A nonhomogeneous nonlocal elasticity model

Nonlocal elasticity with nonhomogeneous elastic moduli and internal length is addressed within a thermodynamic framework suitable to cope with continuum nonlocality. The Clausius–Duhem inequality, enriched by the energy residual, is used to derive the state equations and all other thermodynamic restrictions upon the constitutive equations. A phenomenological nonhomogeneous nonlocal (strain difference-dependent) elasticity model is proposed, in which the stress is the sum of two contributions, local and nonlocal, respectively governed by the standard elastic moduli tensor and the (symmetric positive-definite) nonlocal stiffness tensor.

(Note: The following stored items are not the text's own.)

PR #1704, opened 2017-11-18
Fix: GNU Screen integration

nochiel:
Ref. #1698
- [x] bug: `screen-focus` doesn't work as expected.  My initial testing was stupid and did not account for the fact that `focus` command's default is to focus regions in a cycle.
  - `screen` is very annoying.  There doesn't seem to be a way to focus an arbitrary region except by navigating in a sequence.  What is the correct solution for scripting `focus`?
  - [x] test: `screen -X select` does not actually switch focus to the region in which it is run so we can't use this.
  - possible fixes:
    - remove `screen-focus` and avoid using the `focus` command.
    - send a patch upstream: `focus [n|title]` 
    - [x] use the current region to switch to the client window.
- [x] `ranger.kak`: integrate with screen.
  - [x] fix: passing directory parameters to `ranger` command in screen doesn't work.
  - [x] fix: If directory name has quotes e.g. `"foo bar"`, then screen will be unable to pass it to ranger and the `ranger` command will fail.
  - [x] fix: If a directory name has a backslash in it e.g. `\"foo bar\"`, then it won't be passed to ranger correctly. The backslashes will be stripped.
  - [x] fix: If `$kak_{session,client}` have spaces in them, then the `ranger` command will fail.
  - [x] fix: passing command-line parameters to ranger fails.

### DIFF
--- a/rc/extra/ranger.kak
+++ b/rc/extra/ranger.kak
@@ -23,6 +23,29 @@ All the optional arguments are forwarded to the ranger utility} \
             kak -p $kak_session; \
             tmux select-pane -t $kak_client_env_TMUX_PANE'.format(file=fm.thisfile.path)) \
           if fm.thisfile.is_file else fm.execute_console('move right=1')"
+
+  elif [ -n "${STY}" ]; then
+
+    script="/tmp/kak-ranger-${kak_client}-${kak_session}.sh"
+    selections="/tmp/kak-ranger-${kak_client}-${kak_session}.txt"
+    cat > "$script" << EOF
+#! /usr/bin/env sh
+cd "$PWD"
+ranger --choosefiles="$selections" $@
+while read -r f; do
+    printf %s  "evaluate-commands -client '${kak_client}' edit '\"\$f\"'" | kak -p '${kak_session}'
+done < "$selections"
+screen -X remove
+rm -f "$selections" "$script"
+EOF
+
+        tty="$(ps -o tty ${kak_client_pid} | tail -n 1)"
+        screen -X eval \
+            'split -h' \
+            'focus down' \
+            "screen sh '$script'" \
+        < "/dev/$tty"
+
   elif [ -n "$WINDOWID" ]; then
     setsid $kak_opt_termcmd " \
       ranger $@ --cmd "'"'" \
--- a/rc/extra/ranger.kak
+++ b/rc/extra/ranger.kak
@@ -4,31 +4,31 @@
 define-command ranger-open-on-edit-directory \
     -docstring 'Start the ranger file system explorer when trying to edit a directory' %{
         hook global RuntimeError "\d+:\d+: '\w+' (.*): is a directory" %{ %sh{
-          directory=$kak_hook_param_capture_1
-          echo ranger $directory
+            directory=$kak_hook_param_capture_1
+            echo ranger $directory
     }}
 }
 
 define-command \
-  -params .. -file-completion \
-  -docstring %{ranger [<arguments>]: open the file system explorer to select buffers to open
-All the optional arguments are forwarded to the ranger utility} \
-  ranger %{ %sh{
-  if [ -n "$TMUX" ]; then
-    tmux split-window -h \
-      ranger $@ --cmd " \
-        map <return> eval \
-          fm.execute_console('shell \
-            echo evaluate-commands -client $kak_client edit {file} | \
-            kak -p $kak_session; \
-            tmux select-pane -t $kak_client_env_TMUX_PANE'.format(file=fm.thisfile.path)) \
-          if fm.thisfile.is_file else fm.execute_console('move right=1')"
+    -params .. -file-completion \
+    -docstring %{ranger [<arguments>]: open the file system explorer to select buffers to open
+    All the optional arguments are forwarded to the ranger utility} \
+    ranger %{ %sh{
+    if [ -n "${TMUX}" ]; then
+        tmux split-window -h \
+            ranger $@ --cmd " \
+                map <return> eval \
+                    fm.execute_console('shell \
+                        echo evaluate-commands -client ' + ranger.ext.shell_escape.shell_escape('$kak_client') + ' edit {file} | \
+                        kak -p '.format(file=fm.thisfile.path) + ranger.ext.shell_escape.shell_escape('$kak_session') + '; \
+                        tmux select-pane -t $kak_client_env_TMUX_PANE') \
+                    if fm.thisfile.is_file else fm.execute_console('move right=1')"
 
-  elif [ -n "${STY}" ]; then
+    elif [ -n "${STY}" ]; then
 
-    script="/tmp/kak-ranger-${kak_client}-${kak_session}.sh"
-    selections="/tmp/kak-ranger-${kak_client}-${kak_session}.txt"
-    cat > "$script" << EOF
+        script="/tmp/kak-ranger-${kak_client}-${kak_session}.sh"
+        selections="/tmp/kak-ranger-${kak_client}-${kak_session}.txt"
+        cat > "$script" << EOF
 #! /usr/bin/env sh
 cd "$PWD"
 ranger --choosefiles="$selections" $@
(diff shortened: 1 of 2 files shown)


rc/extra/ranger.kak
```diff
@@ -23,6 +23,18 @@ All the optional arguments are forwarded to the ranger utility} \
...
+  elif [ -n "$kak_client_env_STY" ]; then
+    screen -X eval \
+        'split -h' \
+        'focus down' \
+        'screen ranger $@ --cmd " \
+            map <return> eval \
+                fm.execute_console('shell \
+                    echo evaluate-commands -client $kak_client edit {file} | \
+                        kak -p $kak_session; \
+                    kak -p $kak_session <<< \"evaluate-commands -client $kak_client %{ %sh{
```
lenormf: Here strings `<<<` are not POSIX, unfortunately.

rc/extra/ranger.kak
```diff
@@ -23,6 +23,18 @@ All the optional arguments are forwarded to the ranger utility} \
...
             tmux select-pane -t $kak_client_env_TMUX_PANE'.format(file=fm.thisfile.path)) \
           if fm.thisfile.is_file else fm.execute_console('move right=1')"
+  elif [ -n "$kak_client_env_STY" ]; then
+    screen -X eval \
+        'split -h' \
+        'focus down' \
+        'screen ranger $@ --cmd " \
+            map <return> eval \
+                fm.execute_console('shell \
+                    echo evaluate-commands -client $kak_client edit {file} | \
```
lenormf: Prefer using `printf %s\\n` instead of `echo`, to avoid portability issues.

Wrap `$kak_client` with double quotes as well.

nochiel: @lenormf Shell quoting is driving me insane. Unfortunately I don't know how to do this correctly so that if ${kak_client} or ${kak_session} have spaces in them, they are handled.  Can you offer a fix?

lenormf: Maybe this would work:

```
echo \\\"evaluate-commands -client \\\\\"${kak_client}\\\\\" edit {file}\\\" | kak -p \\\"${kak_session}\\\"
```

nochiel: > @lenormf: Maybe this would work [...]

Does that work for you?  Unfortunately, I can't get it to work.

nochiel: @lenormf Would it make sense to write `ranger.kak` in python given that running ranger implies that there's a python interpreter available?  That would at least help avoid all the shell-quoting woes, I think.

mawww:
@nochiel your link leads me to a 404 error, I am not sure what indentwidth/tabstop vars your are refering to.

lenormf:
In most case we never want to modify a language support script to tweak how code is displayed on the client, unless it's a requirement by the language (e.g. Makefile targets have to start with a tab).

On a related note I found this yesterday, and I don't think it's right:

https://github.com/mawww/kakoune/blob/master/rc/extra/pony.kak#L94,L95

nochiel:
> @lenormf: n most case we never want to modify a language support script to tweak how code is displayed on the client,

Understood. Would it be better instead to include this modeline in .kak files: 
```
# kak:indentwidth=4:
```
and in .cc or .hh files
```
// kak:indentwidth=4:
```

So that those of us who use different indentation don't accidentally change what's used for kakoune source code?

mawww:
Kakoune modeline support is currently in `rc/extra/` which means its considered pretty secondary. If we start to use modelines in the core code, it should move to `rc/core` (`rc/core` contains whatever is needed to edit kakoune itself).

However I am not really fond of modelines in general, as I do not like the idea of putting tool specific metadata inside the file itself, so I'd rather not add modelines to Kakoune's sources files for now (until I change my mind).

mawww:
Hi,

If you are satisified with the PR, could you squash those commits into two, one that fixes screen.kak, and another one for ranger.kak changes ?

nochiel:
> @mawww : If you are satisified with the PR [...] 

I am.

lenormf:
>- Bug: Doesn't work if ${kak_client} or ${kak_session} have spaces. To fix this, both these vars should be quoted when passed to kak but deeply nested shell-quoting has proved difficult to use reliably.

This bit is still a problem though, and within reach.

nochiel:
> @lenormf: This bit is still a problem though, and within reach

Indeed.  I would appreciate some help.  I tried the previous solution you suggested but it also didn't quite work.  The multiple levels of quoting needed for the shell and embedded python code have me thoroughly flummoxed.  I don't know what else to try.

lenormf:
I tried using your version of `screen.kak`, and it doesn't work. I start `kak` within a `screen` session, and `:new` creates an X11 window. Apparently the check for `${kak_client_env_STY}` fails, but checking for `${STY}` directly works as expected.

nochiel:
> @lenormf: [...]apparently the check for ${kak_client_env_STY} fails, but checking for ${STY} directly works as expected.

In the previous PR @mawww [noted that](https://github.com/mawww/kakoune/pull/1698#issuecomment-344142359):
> [...] STY is going to be the value of that variable for the server process, but you most likely want to use the one of the current client process.

Problem: 
- If the kak server is started in screen but a kak client is in some other terminal, not screen.
or
- If the kak server is started not in screen, but a kak client is started in screen.

Desired: We want to alias `new` and `focus` for the client only. If there were a KakClientBegin hook, that's the one I would suggest using.

Bug (?): `$kak_client_env_STY` ≠ `$STY` if we start kak normally e.g. `kak foo.txt` without opening a client? I'm not sure I understand why this is the case. (I was planning on reporting it as [a separate issue](https://github.com/mawww/kakoune/issues/1716#issuecomment-346769395) once this PR was done unless there is a different solution already possible.)

lenormf:
The other multiplexer support scripts assume that the server runs within the multiplexer's session, it might make the code a bit ugly otherwise.

rc/extra/ranger.kak
```diff
@@ -14,30 +14,30 @@ define-command \
...
           if fm.thisfile.is_file else fm.execute_console('move right=1')"
-  elif [ -n "$kak_client_env_STY" ]; then
+  elif [ -n "${STY}" ]; then
     tty="$(ps -o tty ${kak_client_pid} | tail -n 1)"
     args="${@:-$PWD}"
     screen -X eval \
         'split -h' \
         'focus down' \
-        "screen ranger $args
+        "screen ranger \"$args\"
```
lenormf: Actually maybe this shouldn't be escaped, as the variable will contain command line parameters?

rc/extra/ranger.kak
```diff
@@ -14,30 +14,30 @@ define-command \
...
         --cmd '
 map <return> eval \
 fm.execute_console(\"shell \
-echo evaluate-commands -client ${kak_client} edit {file} | \
-kak -p ${kak_session};\
+printf %s evaluate-commands -client \" + shell_escape(\"${kak_client}\") + \" edit {file} | \
```
lenormf: Not sure how this works, as in theory everything after `%s` is supposed to be a single argument.

rc/extra/ranger.kak
nochiel: I was quoting this in order to ensure that the current directory (e.g. with spaces in them) was passed correctly.  I've since changed this to use the screen 'chdir` command.

As you've noted, quoting causes command line arguments to fail.  Indeed, I hadn't been testing for this correctly.

However, even unquoted, the problem remains that passing command line arguments to ranger doesn't work.  Consider, in kak: `ranger --cmd 'cd /etc'`
Using the unquoted forumula, screen seems to separate the command its evaluating at `--cmd` and tries to evaluate `cd` as a screen command.

I don't yet have a solution.

nochiel: @lenormf: Does passing command line arguments to ranger work in tmux or x11? I can't get it to work with the `ranger.kak` in master. My recent commit uses  `--choosefiles` and a heredoc shell script instead of `map`.  It's the only way I could get everything to work with screen.  If passing ranger command line args doesn't work in tmux or x11 perhaps we should switch them to `--choosefiles` and a heredoc shell script as well?

rc/extra/ranger.kak
nochiel: > @lenormf: in theory everything after %s is supposed to be a single argument.

Bizarrely, infuriatingly, this stopped working consistently "on my machine" and now sometimes only produces a single concatenated argument.

`printf "%s "` or `printf %s$' ' [...]` or `printf %s "[...]"` produces the expected result consistently.

rc/extra/ranger.kak
lenormf: You could wrap every argument in quotes, and pass this escaped string to `screen`, something like:

```bash
args=""
for i in "$@"; do
     args="${args} \"${i}\""
done

screen -X eval … "screen ranger ${args}…
```

nochiel:
@lenormf, @mawww: While testing, I found that x11 and tmux integration don't work for me. I'm not certain how to fix them.  My PR was intended to deal only with ranger.kak integration with screen which now works properly afaict.

Perhaps a different PR can be opened to fix ranger.kak x11 and tmux integration if it's broken?

nochiel:
This PR is now complete (with the exception of the bug (opening filenames with spaces) that I found in the tmux and x11 ranger.kak integration, which I think are out of scope for this PR).

rc/extra/ranger.kak
nochiel: I've reverted to using echo in the tmux and x11 sections so as not to break what was working in master.

mawww:
Hey, were are we at with this ? anything still blocking ? Note that I dont think the client/session names containing spaces use case is too problematic, I think we could actually reject those in general (Kakoune could refuse to use that, as they are just going to cause trouble for various scripts).

nochiel:
@mawww Unless @lenormf has any further comments, I believe it's ready.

The inhomogeneities of the elastic moduli and of the internal length are conjectured to be each the cause of additional attenuation effects upon the long distance particle interactions. The increased attenuation effects are accounted for by means of the standard attenuation function, but with the standard spatial distance replaced by a suitably larger equivalent distance, and with the spatially variable internal length replaced by the largest value within the domain. Formulae for the computation of the equivalent distance are heuristically suggested and illustrated with numerical examples. The solution uniqueness of the continuum boundary-value problem is proven and the related total potential energy principle given and employed for possible nonlocal-FEM discretizations. A bar in tension is considered for a few numerical applications, showing perfect numerical stability, provided the free energy potential is positive definite.